The accusations are not only old, Hlongwa says, but they are also regularly publicly debated.
“The allegations in the National Prosecuting Authority papers (now summarised in the SIU report) have been regularly ventilated in the Gauteng Provincial Legislature at least once a year since 2014.”
The Aids lobby group the Treatment Action Campaign and the nonprofit organisation Corruption Watch have asked multiple law enforcement agencies including Asset Forfeiture Unit why this public debate hasn’t translated into action. As of late last week, both groups were still awaiting a response.
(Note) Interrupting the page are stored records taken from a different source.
PR #4069, opened 2022-01-20
fix: [#2745] Fix current eslint warnings - botbuilder-dialogs-adaptive library - src & conditions

sw-joelmut:
Adresses #2745
#minor

## Description
When reviewing the botbuilder-js project, it was found that eslint is showing several warnings for the botbuilder-dialogs-adaptive library.

## Specific Changes

- Replaced strings quotes with the correct one depending on the case
- Replaced hasOwnProperty with Object.prototype.hasOwnProperty.call
- Adjusted formatting
- Limited importing scopes
- Added missing jsdocs documentation for parameters and returns for functions
- Removed unused variables

## Testing
Eslint with no warnings and tests passed
image


libraries/botbuilder-dialogs-adaptive/package.json
```diff
@@ -28,6 +28,12 @@
     }
   },
   "dependencies": {
+    "@microsoft/recognizers-text-sequence": "~1.1.4",
+    "@microsoft/recognizers-text": "~1.1.4",
+    "@microsoft/recognizers-text-number-with-unit": "~1.1.4",
+    "@microsoft/recognizers-text-number": "~1.1.4",
+    "@microsoft/recognizers-text-choice": "~1.1.4",
+    "@microsoft/recognizers-text-date-time": "~1.1.4",
```
mrivera-ms, line 36: Why are we moving these?

mrivera-ms (changes requested):
@sw-joelmut, I don't see a lint rule recommending the change to dependencies. Please see my question above.

libraries/botbuilder-dialogs-adaptive/package.json
sw-joelmut: @mrivera-ms, moving these libraries from `devDependencies` to `dependencies` was required due to the rule [import/no-extraneous-dependencies](https://github.com/import-js/eslint-plugin-import/blob/v2.22.1/docs/rules/no-extraneous-dependencies.md).
The following image shows an example.
imagen

mrivera-ms (approved):

Issue #4094, opened 2022-02-03
Upgrade ms-rest-js to latest version (2.6.0)


ceciliaavila:
## Versions
What package version of the SDK are you using - 4.15.0
What nodejs version are you using 16.13.1

## Description
As part of supporting Node.js 16 (#3756) we should update the **@azure/ms-rest-js** package in the SDK libraries as its current version (1.9.1) is using uuid 3.4.0 which is deprecated.

## Additional Context
These are the warnings shown when installing the packages on a bot using botbuilder 4.15.0
![image](https://user-images.githubusercontent.com/44245136/152367205-d618acc9-fe62-4273-bf86-d4a78e45bc33.png)

PR #4161, opened 2022-03-16
fix: [#4123][botframework-connector] upgrade and clean up dependencies

### LINKED ISSUE #4123: [botframework-connector] upgrade and clean up dependencies
1. `@azure/identity` uses a beta version,  @azure/ms-rest-js is also very outdated. This could also have security implications. Suggest to upgrade.
2. Is it necessary to pin `jsonwebtoken` to a specific patch version? I suggest to use `^8.0.1` of `~8.0.1` instead of `8.0.1`. This would make it more compatible. 
3. There are a few type dependencies, which should be defined as dev dependencies `@types/jsonwebtoken` and `@types/node`.

current package.json:
```
"dependencies": {
    "@azure/identity": "2.0.0-beta.6",
    "@azure/ms-rest-js": "1.9.1",
    "@types/jsonwebtoken": "7.2.8",
    "@types/node": "^10.17.27",
    "adal-node": "0.2.3",
    "axios": "^0.25.0",
    "base64url": "^3.0.0",
    "botbuilder-stdlib": "4.1.6",
    "botframework-schema": "4.1.6",
    "cross-fetch": "^3.0.5",
    "jsonwebtoken": "8.0.1",
    "rsa-pem-from-mod-exp": "^0.8.4",
    "zod": "~1.11.17"
  },
```

ceciliaavila:
Fixes #4123 #4094

## Description
This PR upgrades de dependencies in **_botframework-connector_** library to use the latest version of `@azure/ms-rest-js`, `@azure/identity`, and `jsonwebtoken`.

**_Note: The consumer-tests check was updated to test against the TypeScript versions from 3.5 to 4.3. 
Versions 3.3 and 3.4 were removed from the check, otherwise, azure/ms-rest-js version should be fixed in 2.0.0 to avoid failures._**

## Specific Changes
  - Updated `botframework-connector`'s dependencies.
     - @azure/ms-rest-js and @azure/identity to latest version.
     - jsonwebtoken to version ^8.5.1 to match the one resolved for other projects.
     - @types/jsonwebtoken to version 8.3.5 (higher versions introduce breaking changes in _jwtTokenExtractor_)
  - Upgraded `@azure/ms-rest-js` in botbuilder and botbuilder-ai
  - Updated `botFrameworkAdapter.test`. unit tests to access the headers as an array due to a change between ms-rest-js and nock.
  - Updated `yarn.lock` with the new versions.
  - Updated `run.ts` to test against TypeScript versions from 3.5 to 4.3.

## Testing
This image shows the unit tests passing after the upgrades.
image


libraries/botbuilder-ai/package.json
```diff
@@ -28,7 +28,7 @@
   },
   "dependencies": {
     "@azure/cognitiveservices-luis-runtime": "2.0.0",
-    "@azure/ms-rest-js": "1.9.1",
+    "@azure/ms-rest-js": "^2.6.1",
```
joshgummersall, line 31: IIRC this is might be a breaking change due to the underlying library using `fetch` instead of `axios`. Would not upgrade this without deciding it's okay to take a breaking change./

tracyboehrer: @ceciliaavila Can we confirm if this is a breaking change and if there are alternatives?

ceciliaavila: Hi @tracyboehrer,

We reviewed the code where this library is used and the [changes](https://github.com/Azure/ms-rest-js/blob/master/Changelog.md#200---2019-06-21) that its new versions introduced and consider that they are not breaking changes for us (we are not using the interfaces and methods that were updated).

We also tested the libraries with the _azure/ms-rest-js_ upgraded version:

- We published the packages to a testing feed and ran the [BotFramework-FunctionalTests](https://github.com/microsoft/BotFramework-FunctionalTests/tree/main/Tests) pipelines. All tests passed (cards, proactive, authentication (single-tenant, multi-tenant, MSI), among others).
- We tested a sample using _botframework-streaming_ and _webchat_ and it worked.
- We tested the _CoreBot_ sample connected to a LUIS app and it worked as expected.

However, as an alternative, we could leave this dependency as it was and update only _azure/identity_, and _jsonwebtoken_ versions.

Please, let us know if you have any questions.

tracyboehrer (approved):

PR #4166, opened 2022-03-18
fix: [#4154] teamsNotifyUser does not accept messages returned from MessageFactory

### LINKED ISSUE #4154: teamsNotifyUser does not accept messages returned from MessageFactory.
## Versions
What package version of the SDK are you using: 1.15.0
What nodejs version are you using: 16.11.0
What browser version are you using: n/a, this is a typescript compiler error
What os are you using: Win 11, 22H2, 22567.200

## Describe the bug
When using teamsNotifyUser in a typescript application [the example provided by the docs](https://docs.microsoft.com/en-us/microsoftteams/platform/bots/how-to/conversations/conversation-messages?tabs=typescript#notifications-to-your-message) on how to notify someone does not work.
Instead, the following error is returned:
```
Argument of type 'Partial<Activity>' is not assignable to parameter of type 'Activity'.
  Property 'type' is optional in type 'Partial<Activity>' but required in type 'Activity'.ts(2345)
```

This is because `MessageFactory.text('Message');` returns a `Partial<Activity>` while `teamsNotifyUser()` requires a straight `Activity`.

## To Reproduce

1. In Teams Toolkit, create a new app. Selecting only Bot as a capability and Typescript as the language.
2. In `bot/teamsBot.ts` replace
```ts
case "welcome": {
    const card = AdaptiveCards.declareWithoutData(rawWelcomeCard).render();
    await context.sendActivity({ attachments: [CardFactory.adaptiveCard(card)] });
    break;
}
```
with
```ts
case "welcome": {
    let message = MessageFactory.text("You'll get a notification, if you've turned them on.");
    teamsNotifyUser(message);
    await context.sendActivity(message);
}
```
3. From `./bot` run `npm run build`
4. See the following build error:
```
teamsBot.ts:39:27 - error TS2345: Argument of type 'Partial<Activity>' is not assignable to parameter of type 'Activity'.
  Property 'type' is optional in type 'Partial<Activity>' but required in type 'Activity'.

39           teamsNotifyUser(message);
``` 

## Expected behavior
To be able to call `teamsNotifyUser()` with the value returned from the MessageFactory.

## Screenshots
image
image

## Additional context
I debated creating a bug against the SDK or the docs but felt it made more sense to create it here.

ceciliaavila:
Fixes #4154

## Description
This PR updates the `teamsNotifyUser` method in teamsActivityHelper class to receive a Partial<Activity> instead of an Activity enabling to call it using a MessageFactory.
This method only uses the Activity's ChannelData which is not a required property.

## Specific Changes
- Updated `teamsNotifyUser` method to receive a Partial<Activity> as parameter.
- Updated the method signature in `botbuilder.api.md` documentation.

## Testing
These images show a Teams bot sending a notification to the user.
image

### DIFF
--- a/libraries/botbuilder/etc/botbuilder.api.md
+++ b/libraries/botbuilder/etc/botbuilder.api.md
@@ -444,7 +444,7 @@ export class TeamsInfo {
 }
 
 // @public
-export function teamsNotifyUser(activity: Activity, alertInMeeting?: boolean, externalResourceUrl?: string): void;
+export function teamsNotifyUser(activity: Partial<Activity>, alertInMeeting?: boolean, externalResourceUrl?: string): void;
 
 // @public
 export class TeamsSSOTokenExchangeMiddleware implements Middleware {
--- a/libraries/botbuilder/src/teamsActivityHelpers.ts
+++ b/libraries/botbuilder/src/teamsActivityHelpers.ts
@@ -12,7 +12,7 @@ function isTeamsChannelData(channelData: unknown): channelData is TeamsChannelDa
     return typeof channelData === 'object';
 }
 
-function validateActivity(activity: Activity): void {
+function validateActivity(activity: Partial<Activity>): void {
     if (!activity) {
         throw new Error('Missing activity parameter');
     }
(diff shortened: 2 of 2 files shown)


gabog:
Hi @EricDahlvang, can you please take a look at this PR? 

Thanks

EricDahlvang (approved):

While Hlongwa initially declined to respond to Bhekisisa questions on the SIU report last week, he issued a statement on Monday after having read the report. Hlongwa said that media reports were the first news he had that the SIU had finished its investigation into his conduct as well as that of his long-time friend Richard Payne, the former director of the controversial 3P Consultancy firm. The company, which has since liquidated, allegedly defrauded the Gauteng health department by using irregularly awarded contracts to bill the health department for everything from overpriced cricket hats to drafting the department’s own budget, which it never delivered.
Hlongwa maintains that he continues to cooperate fully with the NPA in regards to asset forfeiture proceedings it initiated in 2014 concerning property, including homes, that it alleges were “bought with the proceeds of corruption in respect of the department of health tenders”.
“Contrary to the impression created in the media therefore, the SIU report is not a new and sensational expose: the report is a summary of on-going legal process, the detail of which has been in the public domain for the last four years and which, I add, has been regularly reheated at strategic intervals primarily to embarrass the Gauteng ANC.”
The Gauteng health department also did not respond to requests to comment on the report, arguing that it had not seen the report. "We will study the report once we get access to it and all appropriate actions will be taken,” spokesperson Lesemang Matuka said. Presidential spokesperson Kusela Diko also did not respond to Bhekisisa’s requests for comment late last week.